_Problem requirements_:
Every line below needs to be returned exactly as written.

(Beginning of Data shown)

PR #6258, opened 2024-04-17
fix(compiler): mutable lifted object may be modified inflight

### LINKED ISSUE #3069: prevent reassigning and mutating lifted objects
Following https://github.com/winglang/wing/pull/3064

It is now possible to capture reassignable/mutable objects
We need to prevent these captured object from being reassigned/modified in inflight

yoav-steinberg:
fixes #3069
The type checker will now modify the type of preflight expressions that are being used inflight to a non-mutable version of the same type: `MutArray` -> `Array`, `MutJson` -> `Json`...

Note that since we change the type of the expression we don't get descriptive error telling us that we're trying to mutate a lifted mutable object, instead we just get the same error we'd expect if the lifted object was non-mutable to begin with. This isn't ideal but it makes the fix simpler. Let me know what you think...

## Checklist

- [x] Tests added (always)

### DIFF
--- a/examples/tests/invalid/un_mut_lifted_objects.test.w
+++ b/examples/tests/invalid/un_mut_lifted_objects.test.w
@@ -10,10 +10,20 @@ st.add(3);
 let mp = MutMap<num>{"a" => 1};
 mp.set("a", 2);
 
+let opt_ar: MutArray<num>? = MutArray<num>[];
+opt_ar?.push(1);
+
+let recursive_ar = MutArray<MutArray<num>>[];
+recursive_ar.push(MutArray<num>[1]);
+recursive_ar.at(0).push(2);
+
 inflight() => {
   // Same code as above should be an error in inflight
-  ar.push(2); // Error: push doesn't exist in Array
+  ar?.push(2); // Error: push doesn't exist in Array
   j.set("a", 3); // Error: set doesn't exist in Json
   st.add(4); // Error: add doesn't exist in Set
   mp.set("a", 3); // Error: set doesn't exist in Map
+  opt_ar?.push(2); // Error: push doesn't exist in Array
+  recursive_ar.push(MutArray<num>[2]); // Error: push doesn't exist in Array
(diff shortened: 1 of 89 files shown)


libs/wingc/src/type_check.rs
```diff
@@ -5599,6 +5604,29 @@ impl<'a> TypeChecker<'a> {
 			.map(|_| base_udt)
 	}
 
+	fn make_immutable(&mut self, type_: TypeRef) -> TypeRef {
+		match *type_ {
+			Type::MutArray(inner) => {
```
eladb, line 5609: what about `MutJson`?

eladb (commented):
Wow that was easier than expected...

libs/wingc/src/type_check.rs
yoav-steinberg: What about it? It's handled 4 lines down. Am I missing something?

eladb: No, I've missed it. Sorry!

eladb (commented):
Maybe add to docs?

examples/tests/invalid/un_mut_lifted_objects.test.w
```diff
@@ -0,0 +1,29 @@
...
+inflight() => {
+  // Same code as above should be an error in inflight
+  ar?.push(2); // Error: push doesn't exist in Array
+  j.set("a", 3); // Error: set doesn't exist in Json
+  st.add(4); // Error: add doesn't exist in Set
+  mp.set("a", 3); // Error: set doesn't exist in Map
+  opt_ar?.push(2); // Error: push doesn't exist in Array
+  recursive_ar.push(MutArray<num>[2]); // Error: push doesn't exist in Array
+  recursive_ar.at(0).push(3); // Error: push doesn't exist in Array
+};
```
Chriscbr, line 29: Maybe double check this works with the new array assignment syntax:

```
ar[0] = 5; // Error: Cannot update elements of an immutable Array
```

Chriscbr (approved):
Slick 🚢

PR #6278, opened 2024-04-19
fix(sdk): improve delete() method for MutJson class

partha04patel:
## Checklist

- [x] Tests added (always)


partha04patel:
Intended for having delete() work for non-map MutJson instances as brought up by @Chriscbr and @MarkMcCulloh from https://github.com/winglang/wing/pull/6236

docs/docs/04-standard-library/std/json.md
```diff
@@ -450,16 +450,16 @@ Convert Json element to string if possible.
...
 
 Removes the specified element from a map.
 
 ###### `key`<sup>Required</sup> <a name="key" id="@winglang/sdk.std.MutJson.delete.parameter.key"></a>
 
-- *Type:* str
+- *Type:* any
 
-The key.
+Either the key or index to delete.
```
hasanaburayyan, line 462: Im not sure we should allow deletion at an index. While it may seem like order is preserved in most JSON objects, this is not a guarantee, according to the [json specification](https://www.json.org/json-en.html) "An object is an unordered set of name/value pairs"

hasanaburayyan (changes requested):

docs/docs/04-standard-library/std/json.md
hasanaburayyan: It makes sense for Json Arrays, since their order is preserved but perhaps in these cases its better to just convert types

examples/tests/sdk_tests/std/json.test.w
```diff
@@ -186,4 +186,26 @@ test "delete() for MutJson" {
...
+    "true": true,
+    "false": false,
+    "object": {
+      "key1": "value1",
+      "key2": 2,
+      "key3": false,
+      "key5": [3, 2, 1]
+    }
+  });
+  assert(original.delete("key5")==true);
```
hasanaburayyan, line 210: This returning true feels off. Since "key5" is not a top level key of `original` it should be `original["object"].delete("key5")`

partha04patel: I can see why it feels off,  technically the returning true makes sense since "key5" was never present as a top level key of `original`, but `original["object"].delete("key5")` should also return true as well with it actually deleting the present key

revitalbarletz:
@partha04patel do you need any additional help here? seems like we are almost done!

(End of Data shown)

_Task answer_:
PR #6258, opened 2024-04-17
fix(compiler): mutable lifted object may be modified inflight

### LINKED ISSUE #3069: prevent reassigning and mutating lifted objects
Following https://github.com/winglang/wing/pull/3064

It is now possible to capture reassignable/mutable objects
We need to prevent these captured object from being reassigned/modified in inflight

yoav-steinberg:
fixes #3069
The type checker will now modify the type of preflight expressions that are being used inflight to a non-mutable version of the same type: `MutArray` -> `Array`, `MutJson` -> `Json`...

Note that since we change the type of the expression we don't get descriptive error telling us that we're trying to mutate a lifted mutable object, instead we just get the same error we'd expect if the lifted object was non-mutable to begin with. This isn't ideal but it makes the fix simpler. Let me know what you think...

## Checklist

- [x] Tests added (always)

### DIFF
--- a/examples/tests/invalid/un_mut_lifted_objects.test.w
+++ b/examples/tests/invalid/un_mut_lifted_objects.test.w
@@ -10,10 +10,20 @@ st.add(3);
 let mp = MutMap<num>{"a" => 1};
 mp.set("a", 2);
 
+let opt_ar: MutArray<num>? = MutArray<num>[];
+opt_ar?.push(1);
+
+let recursive_ar = MutArray<MutArray<num>>[];
+recursive_ar.push(MutArray<num>[1]);
+recursive_ar.at(0).push(2);
+
 inflight() => {
   // Same code as above should be an error in inflight
-  ar.push(2); // Error: push doesn't exist in Array
+  ar?.push(2); // Error: push doesn't exist in Array
   j.set("a", 3); // Error: set doesn't exist in Json
   st.add(4); // Error: add doesn't exist in Set
   mp.set("a", 3); // Error: set doesn't exist in Map
+  opt_ar?.push(2); // Error: push doesn't exist in Array
+  recursive_ar.push(MutArray<num>[2]); // Error: push doesn't exist in Array
(diff shortened: 1 of 89 files shown)


libs/wingc/src/type_check.rs
```diff
@@ -5599,6 +5604,29 @@ impl<'a> TypeChecker<'a> {
 			.map(|_| base_udt)
 	}
 
+	fn make_immutable(&mut self, type_: TypeRef) -> TypeRef {
+		match *type_ {
+			Type::MutArray(inner) => {
```
eladb, line 5609: what about `MutJson`?

eladb (commented):
Wow that was easier than expected...

libs/wingc/src/type_check.rs
yoav-steinberg: What about it? It's handled 4 lines down. Am I missing something?

eladb: No, I've missed it. Sorry!

eladb (commented):
Maybe add to docs?

examples/tests/invalid/un_mut_lifted_objects.test.w
```diff
@@ -0,0 +1,29 @@
...
+inflight() => {
+  // Same code as above should be an error in inflight
+  ar?.push(2); // Error: push doesn't exist in Array
+  j.set("a", 3); // Error: set doesn't exist in Json
+  st.add(4); // Error: add doesn't exist in Set
+  mp.set("a", 3); // Error: set doesn't exist in Map
+  opt_ar?.push(2); // Error: push doesn't exist in Array
+  recursive_ar.push(MutArray<num>[2]); // Error: push doesn't exist in Array
+  recursive_ar.at(0).push(3); // Error: push doesn't exist in Array
+};
```
Chriscbr, line 29: Maybe double check this works with the new array assignment syntax:

```
ar[0] = 5; // Error: Cannot update elements of an immutable Array
```

Chriscbr (approved):
Slick 🚢

PR #6278, opened 2024-04-19
fix(sdk): improve delete() method for MutJson class

partha04patel:
## Checklist

- [x] Tests added (always)


partha04patel:
Intended for having delete() work for non-map MutJson instances as brought up by @Chriscbr and @MarkMcCulloh from https://github.com/winglang/wing/pull/6236

docs/docs/04-standard-library/std/json.md
```diff
@@ -450,16 +450,16 @@ Convert Json element to string if possible.
...
 
 Removes the specified element from a map.
 
 ###### `key`<sup>Required</sup> <a name="key" id="@winglang/sdk.std.MutJson.delete.parameter.key"></a>
 
-- *Type:* str
+- *Type:* any
 
-The key.
+Either the key or index to delete.
```
hasanaburayyan, line 462: Im not sure we should allow deletion at an index. While it may seem like order is preserved in most JSON objects, this is not a guarantee, according to the [json specification](https://www.json.org/json-en.html) "An object is an unordered set of name/value pairs"

hasanaburayyan (changes requested):

docs/docs/04-standard-library/std/json.md
hasanaburayyan: It makes sense for Json Arrays, since their order is preserved but perhaps in these cases its better to just convert types

examples/tests/sdk_tests/std/json.test.w
```diff
@@ -186,4 +186,26 @@ test "delete() for MutJson" {
...
+    "true": true,
+    "false": false,
+    "object": {
+      "key1": "value1",
+      "key2": 2,
+      "key3": false,
+      "key5": [3, 2, 1]
+    }
+  });
+  assert(original.delete("key5")==true);
```
hasanaburayyan, line 210: This returning true feels off. Since "key5" is not a top level key of `original` it should be `original["object"].delete("key5")`

partha04patel: I can see why it feels off,  technically the returning true makes sense since "key5" was never present as a top level key of `original`, but `original["object"].delete("key5")` should also return true as well with it actually deleting the present key

revitalbarletz:
@partha04patel do you need any additional help here? seems like we are almost done!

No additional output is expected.